------ DATA EXCERPTS ------

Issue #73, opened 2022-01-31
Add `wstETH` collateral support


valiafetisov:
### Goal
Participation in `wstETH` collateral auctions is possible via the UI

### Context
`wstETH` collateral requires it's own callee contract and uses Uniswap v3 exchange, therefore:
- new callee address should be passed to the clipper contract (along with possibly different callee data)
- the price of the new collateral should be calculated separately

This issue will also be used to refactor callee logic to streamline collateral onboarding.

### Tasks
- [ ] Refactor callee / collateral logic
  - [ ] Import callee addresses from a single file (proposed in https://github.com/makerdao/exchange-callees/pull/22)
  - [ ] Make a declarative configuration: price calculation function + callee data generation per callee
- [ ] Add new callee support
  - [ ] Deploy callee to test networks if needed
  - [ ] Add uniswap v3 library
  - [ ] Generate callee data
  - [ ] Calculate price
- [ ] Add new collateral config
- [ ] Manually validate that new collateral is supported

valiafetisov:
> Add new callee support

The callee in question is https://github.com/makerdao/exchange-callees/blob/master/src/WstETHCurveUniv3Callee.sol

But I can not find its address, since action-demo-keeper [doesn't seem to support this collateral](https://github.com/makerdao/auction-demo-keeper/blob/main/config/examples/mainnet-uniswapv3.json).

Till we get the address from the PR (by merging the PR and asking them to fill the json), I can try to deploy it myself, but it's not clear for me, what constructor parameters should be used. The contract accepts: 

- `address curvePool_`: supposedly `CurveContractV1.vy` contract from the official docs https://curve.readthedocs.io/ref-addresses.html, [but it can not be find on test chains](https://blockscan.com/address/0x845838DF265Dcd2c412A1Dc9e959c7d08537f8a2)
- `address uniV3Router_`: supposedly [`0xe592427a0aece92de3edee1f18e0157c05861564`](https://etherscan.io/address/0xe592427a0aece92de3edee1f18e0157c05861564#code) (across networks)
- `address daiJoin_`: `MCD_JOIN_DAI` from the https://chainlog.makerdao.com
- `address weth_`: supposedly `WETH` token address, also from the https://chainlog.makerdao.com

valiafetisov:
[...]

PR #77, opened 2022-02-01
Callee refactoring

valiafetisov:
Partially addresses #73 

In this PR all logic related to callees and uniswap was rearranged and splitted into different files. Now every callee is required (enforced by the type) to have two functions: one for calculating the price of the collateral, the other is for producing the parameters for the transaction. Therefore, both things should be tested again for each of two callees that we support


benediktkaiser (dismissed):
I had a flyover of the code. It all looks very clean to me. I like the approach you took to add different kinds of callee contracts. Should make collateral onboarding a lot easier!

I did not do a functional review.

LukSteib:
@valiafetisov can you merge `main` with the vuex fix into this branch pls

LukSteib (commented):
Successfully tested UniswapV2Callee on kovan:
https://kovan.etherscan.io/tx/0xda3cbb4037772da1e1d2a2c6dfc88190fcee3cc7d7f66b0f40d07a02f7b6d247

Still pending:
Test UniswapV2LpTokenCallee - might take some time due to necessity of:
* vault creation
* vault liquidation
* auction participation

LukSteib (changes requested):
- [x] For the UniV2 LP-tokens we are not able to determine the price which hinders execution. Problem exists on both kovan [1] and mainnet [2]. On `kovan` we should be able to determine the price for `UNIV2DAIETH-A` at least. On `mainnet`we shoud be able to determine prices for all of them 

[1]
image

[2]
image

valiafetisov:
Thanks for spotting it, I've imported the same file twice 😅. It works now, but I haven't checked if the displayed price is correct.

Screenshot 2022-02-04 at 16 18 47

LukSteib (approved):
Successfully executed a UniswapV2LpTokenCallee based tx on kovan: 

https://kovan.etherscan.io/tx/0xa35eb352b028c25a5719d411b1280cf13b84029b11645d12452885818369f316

------

■ WHAT IS EXPECTED
Repeat each line of the data above, exactly as it appears, from the first through the line that contains "Partially addresses #73".

■ REPLY
Issue #73, opened 2022-01-31
Add `wstETH` collateral support


valiafetisov:
### Goal
Participation in `wstETH` collateral auctions is possible via the UI

### Context
`wstETH` collateral requires it's own callee contract and uses Uniswap v3 exchange, therefore:
- new callee address should be passed to the clipper contract (along with possibly different callee data)
- the price of the new collateral should be calculated separately

This issue will also be used to refactor callee logic to streamline collateral onboarding.

### Tasks
- [ ] Refactor callee / collateral logic
  - [ ] Import callee addresses from a single file (proposed in https://github.com/makerdao/exchange-callees/pull/22)
  - [ ] Make a declarative configuration: price calculation function + callee data generation per callee
- [ ] Add new callee support
  - [ ] Deploy callee to test networks if needed
  - [ ] Add uniswap v3 library
  - [ ] Generate callee data
  - [ ] Calculate price
- [ ] Add new collateral config
- [ ] Manually validate that new collateral is supported

valiafetisov:
> Add new callee support

The callee in question is https://github.com/makerdao/exchange-callees/blob/master/src/WstETHCurveUniv3Callee.sol

But I can not find its address, since action-demo-keeper [doesn't seem to support this collateral](https://github.com/makerdao/auction-demo-keeper/blob/main/config/examples/mainnet-uniswapv3.json).

Till we get the address from the PR (by merging the PR and asking them to fill the json), I can try to deploy it myself, but it's not clear for me, what constructor parameters should be used. The contract accepts: 

- `address curvePool_`: supposedly `CurveContractV1.vy` contract from the official docs https://curve.readthedocs.io/ref-addresses.html, [but it can not be find on test chains](https://blockscan.com/address/0x845838DF265Dcd2c412A1Dc9e959c7d08537f8a2)
- `address uniV3Router_`: supposedly [`0xe592427a0aece92de3edee1f18e0157c05861564`](https://etherscan.io/address/0xe592427a0aece92de3edee1f18e0157c05861564#code) (across networks)
- `address daiJoin_`: `MCD_JOIN_DAI` from the https://chainlog.makerdao.com
- `address weth_`: supposedly `WETH` token address, also from the https://chainlog.makerdao.com

valiafetisov:
[...]

PR #77, opened 2022-02-01
Callee refactoring

valiafetisov:
Partially addresses #73 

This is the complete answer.